Return the lines below that contain "LLMPanel".

> _Source information_
◇ ◇ ◇
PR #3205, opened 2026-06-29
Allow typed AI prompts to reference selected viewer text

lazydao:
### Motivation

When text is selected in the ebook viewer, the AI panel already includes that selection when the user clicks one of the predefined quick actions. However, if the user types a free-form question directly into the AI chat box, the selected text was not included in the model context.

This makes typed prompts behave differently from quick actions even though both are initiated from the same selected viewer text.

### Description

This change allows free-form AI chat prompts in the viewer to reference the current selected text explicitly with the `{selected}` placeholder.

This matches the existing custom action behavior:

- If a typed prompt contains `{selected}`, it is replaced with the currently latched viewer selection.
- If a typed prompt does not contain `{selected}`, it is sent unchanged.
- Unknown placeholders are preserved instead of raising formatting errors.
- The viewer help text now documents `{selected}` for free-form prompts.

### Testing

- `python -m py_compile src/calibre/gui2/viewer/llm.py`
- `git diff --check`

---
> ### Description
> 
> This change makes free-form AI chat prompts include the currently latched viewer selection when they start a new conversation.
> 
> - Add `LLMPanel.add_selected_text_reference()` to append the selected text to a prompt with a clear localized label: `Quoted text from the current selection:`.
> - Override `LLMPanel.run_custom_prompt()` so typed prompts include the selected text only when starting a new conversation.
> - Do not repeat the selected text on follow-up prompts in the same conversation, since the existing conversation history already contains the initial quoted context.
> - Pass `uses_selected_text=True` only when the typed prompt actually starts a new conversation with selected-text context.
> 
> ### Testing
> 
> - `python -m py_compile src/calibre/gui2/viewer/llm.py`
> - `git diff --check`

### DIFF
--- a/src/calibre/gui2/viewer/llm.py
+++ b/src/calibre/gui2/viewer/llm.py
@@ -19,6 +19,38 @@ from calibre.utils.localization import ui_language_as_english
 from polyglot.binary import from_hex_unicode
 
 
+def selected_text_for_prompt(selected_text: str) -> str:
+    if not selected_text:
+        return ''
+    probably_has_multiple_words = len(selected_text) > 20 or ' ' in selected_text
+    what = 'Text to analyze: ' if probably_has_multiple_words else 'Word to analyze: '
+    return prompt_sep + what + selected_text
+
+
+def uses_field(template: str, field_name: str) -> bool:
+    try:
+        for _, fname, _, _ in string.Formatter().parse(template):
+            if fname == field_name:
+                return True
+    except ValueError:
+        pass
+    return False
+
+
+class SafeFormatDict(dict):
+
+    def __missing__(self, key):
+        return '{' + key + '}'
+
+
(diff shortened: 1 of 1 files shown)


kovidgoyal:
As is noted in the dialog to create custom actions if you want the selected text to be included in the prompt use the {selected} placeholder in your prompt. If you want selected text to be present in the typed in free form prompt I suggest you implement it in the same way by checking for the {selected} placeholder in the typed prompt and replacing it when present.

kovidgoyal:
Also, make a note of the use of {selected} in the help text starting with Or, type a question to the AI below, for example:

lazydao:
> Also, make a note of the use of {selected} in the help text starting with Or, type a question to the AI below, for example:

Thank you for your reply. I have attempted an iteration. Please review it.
◇ ◇ ◇
> _Final answer_
> - Add `LLMPanel.add_selected_text_reference()` to append the selected text to a prompt with a clear localized label: `Quoted text from the current selection:`.
> - Override `LLMPanel.run_custom_prompt()` so typed prompts include the selected text only when starting a new conversation.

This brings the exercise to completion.